▶ About this exercise
The answer should be each line from the entries below that has the word "will" in it.
*** Block opens ***
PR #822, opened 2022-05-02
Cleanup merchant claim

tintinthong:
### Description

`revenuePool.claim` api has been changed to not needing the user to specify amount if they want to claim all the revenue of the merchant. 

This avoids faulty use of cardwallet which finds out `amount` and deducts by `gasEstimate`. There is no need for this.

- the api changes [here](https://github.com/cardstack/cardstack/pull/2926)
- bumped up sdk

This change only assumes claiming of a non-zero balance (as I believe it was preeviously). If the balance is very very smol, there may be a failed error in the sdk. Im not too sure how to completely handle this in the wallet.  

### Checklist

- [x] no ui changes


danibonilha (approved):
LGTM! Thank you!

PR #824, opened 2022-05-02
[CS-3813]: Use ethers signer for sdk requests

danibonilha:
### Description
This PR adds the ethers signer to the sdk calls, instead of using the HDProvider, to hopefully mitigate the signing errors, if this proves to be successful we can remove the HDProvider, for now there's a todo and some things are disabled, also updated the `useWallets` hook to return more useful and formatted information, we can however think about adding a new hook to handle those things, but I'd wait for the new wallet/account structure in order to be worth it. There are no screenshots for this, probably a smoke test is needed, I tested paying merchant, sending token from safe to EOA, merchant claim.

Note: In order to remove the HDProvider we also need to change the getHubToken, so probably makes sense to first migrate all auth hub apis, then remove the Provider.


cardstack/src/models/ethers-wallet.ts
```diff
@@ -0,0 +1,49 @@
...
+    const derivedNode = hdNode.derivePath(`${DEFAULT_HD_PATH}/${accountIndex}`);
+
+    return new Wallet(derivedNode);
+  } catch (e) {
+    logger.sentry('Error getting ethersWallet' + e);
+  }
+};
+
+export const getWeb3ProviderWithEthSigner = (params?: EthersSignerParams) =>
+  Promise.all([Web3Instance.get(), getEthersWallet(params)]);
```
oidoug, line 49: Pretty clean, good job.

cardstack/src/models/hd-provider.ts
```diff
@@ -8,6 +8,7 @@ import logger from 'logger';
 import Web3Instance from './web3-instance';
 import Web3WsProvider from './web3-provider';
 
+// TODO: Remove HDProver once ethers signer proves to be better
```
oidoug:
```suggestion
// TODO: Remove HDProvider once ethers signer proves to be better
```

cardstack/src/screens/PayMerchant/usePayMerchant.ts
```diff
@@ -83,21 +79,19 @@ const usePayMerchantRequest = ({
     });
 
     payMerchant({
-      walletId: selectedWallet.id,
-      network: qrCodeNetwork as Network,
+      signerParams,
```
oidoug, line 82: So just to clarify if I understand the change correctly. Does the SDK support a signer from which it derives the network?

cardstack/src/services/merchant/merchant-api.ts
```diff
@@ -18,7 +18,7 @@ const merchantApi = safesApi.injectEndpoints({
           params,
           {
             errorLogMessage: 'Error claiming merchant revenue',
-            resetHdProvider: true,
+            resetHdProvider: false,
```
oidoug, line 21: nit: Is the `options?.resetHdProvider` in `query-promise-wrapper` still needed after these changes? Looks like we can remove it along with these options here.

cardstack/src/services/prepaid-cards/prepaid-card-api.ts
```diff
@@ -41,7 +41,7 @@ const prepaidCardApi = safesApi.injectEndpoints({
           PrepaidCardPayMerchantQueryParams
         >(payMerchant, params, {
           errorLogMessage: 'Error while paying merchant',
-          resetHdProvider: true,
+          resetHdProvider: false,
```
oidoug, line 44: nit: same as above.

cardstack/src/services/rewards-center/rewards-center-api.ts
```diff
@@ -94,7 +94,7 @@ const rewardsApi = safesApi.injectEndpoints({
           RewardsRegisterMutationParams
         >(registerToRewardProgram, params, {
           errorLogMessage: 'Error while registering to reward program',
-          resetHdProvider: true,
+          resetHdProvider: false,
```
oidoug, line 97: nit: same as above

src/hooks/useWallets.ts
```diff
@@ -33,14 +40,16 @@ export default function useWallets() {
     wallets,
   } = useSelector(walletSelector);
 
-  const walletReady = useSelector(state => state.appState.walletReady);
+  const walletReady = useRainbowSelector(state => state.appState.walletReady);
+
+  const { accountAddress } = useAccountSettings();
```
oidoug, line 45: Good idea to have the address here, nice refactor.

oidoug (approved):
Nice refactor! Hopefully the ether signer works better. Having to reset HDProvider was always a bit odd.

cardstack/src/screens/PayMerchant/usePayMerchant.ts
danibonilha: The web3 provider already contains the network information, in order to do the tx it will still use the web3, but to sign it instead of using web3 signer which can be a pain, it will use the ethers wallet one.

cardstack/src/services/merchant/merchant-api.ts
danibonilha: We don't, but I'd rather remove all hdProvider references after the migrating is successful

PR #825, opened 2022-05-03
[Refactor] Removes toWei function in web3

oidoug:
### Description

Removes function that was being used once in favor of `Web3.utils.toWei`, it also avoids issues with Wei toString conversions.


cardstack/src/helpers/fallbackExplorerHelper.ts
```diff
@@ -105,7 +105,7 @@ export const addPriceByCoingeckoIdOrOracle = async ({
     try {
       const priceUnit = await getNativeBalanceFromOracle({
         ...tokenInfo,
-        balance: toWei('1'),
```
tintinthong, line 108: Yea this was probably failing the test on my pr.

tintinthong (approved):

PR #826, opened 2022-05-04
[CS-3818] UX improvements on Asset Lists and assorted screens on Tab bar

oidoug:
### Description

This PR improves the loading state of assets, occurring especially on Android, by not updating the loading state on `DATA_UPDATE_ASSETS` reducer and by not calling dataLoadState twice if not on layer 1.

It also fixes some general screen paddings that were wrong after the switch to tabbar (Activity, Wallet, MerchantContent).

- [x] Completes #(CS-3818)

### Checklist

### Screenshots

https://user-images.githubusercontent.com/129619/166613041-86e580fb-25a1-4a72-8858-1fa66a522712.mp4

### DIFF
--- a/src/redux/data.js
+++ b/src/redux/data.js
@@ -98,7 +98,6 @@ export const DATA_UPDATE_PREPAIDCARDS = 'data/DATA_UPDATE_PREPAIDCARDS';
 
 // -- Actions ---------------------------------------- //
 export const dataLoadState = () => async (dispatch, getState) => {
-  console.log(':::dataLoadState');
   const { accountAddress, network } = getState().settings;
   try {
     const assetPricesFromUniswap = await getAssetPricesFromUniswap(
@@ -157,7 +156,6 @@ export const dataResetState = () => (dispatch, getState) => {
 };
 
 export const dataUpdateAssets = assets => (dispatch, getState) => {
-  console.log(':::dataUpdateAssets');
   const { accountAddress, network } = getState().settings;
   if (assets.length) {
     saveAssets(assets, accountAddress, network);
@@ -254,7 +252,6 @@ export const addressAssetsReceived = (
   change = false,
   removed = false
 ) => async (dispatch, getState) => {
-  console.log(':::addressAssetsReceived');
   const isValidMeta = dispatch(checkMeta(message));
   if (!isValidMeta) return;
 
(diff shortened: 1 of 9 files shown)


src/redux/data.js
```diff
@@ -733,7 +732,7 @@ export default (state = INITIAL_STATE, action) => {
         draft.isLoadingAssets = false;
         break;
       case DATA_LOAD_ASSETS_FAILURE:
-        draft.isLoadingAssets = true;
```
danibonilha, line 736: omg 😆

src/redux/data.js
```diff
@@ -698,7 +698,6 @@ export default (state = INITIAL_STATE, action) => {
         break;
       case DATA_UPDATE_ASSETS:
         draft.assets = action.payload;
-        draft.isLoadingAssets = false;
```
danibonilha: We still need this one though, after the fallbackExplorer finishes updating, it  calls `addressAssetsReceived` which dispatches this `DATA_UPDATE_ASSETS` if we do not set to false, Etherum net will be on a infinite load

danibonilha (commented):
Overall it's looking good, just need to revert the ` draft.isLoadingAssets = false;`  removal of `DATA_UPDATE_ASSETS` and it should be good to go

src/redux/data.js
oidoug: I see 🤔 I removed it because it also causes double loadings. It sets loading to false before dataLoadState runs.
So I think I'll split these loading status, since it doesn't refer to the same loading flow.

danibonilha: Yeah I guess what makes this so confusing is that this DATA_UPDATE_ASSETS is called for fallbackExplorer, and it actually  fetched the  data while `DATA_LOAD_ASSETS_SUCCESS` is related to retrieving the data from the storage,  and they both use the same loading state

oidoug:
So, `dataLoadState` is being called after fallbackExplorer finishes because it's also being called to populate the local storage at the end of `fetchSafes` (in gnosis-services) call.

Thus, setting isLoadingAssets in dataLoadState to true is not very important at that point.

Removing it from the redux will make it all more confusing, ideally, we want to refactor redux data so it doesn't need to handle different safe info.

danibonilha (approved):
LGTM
*** Block closes ***
▶ Answer section
danibonilha: The web3 provider already contains the network information, in order to do the tx it will still use the web3, but to sign it instead of using web3 signer which can be a pain, it will use the ethers wallet one.
danibonilha: We still need this one though, after the fallbackExplorer finishes updating, it  calls `addressAssetsReceived` which dispatches this `DATA_UPDATE_ASSETS` if we do not set to false, Etherum net will be on a infinite load
Removing it from the redux will make it all more confusing, ideally, we want to refactor redux data so it doesn't need to handle different safe info.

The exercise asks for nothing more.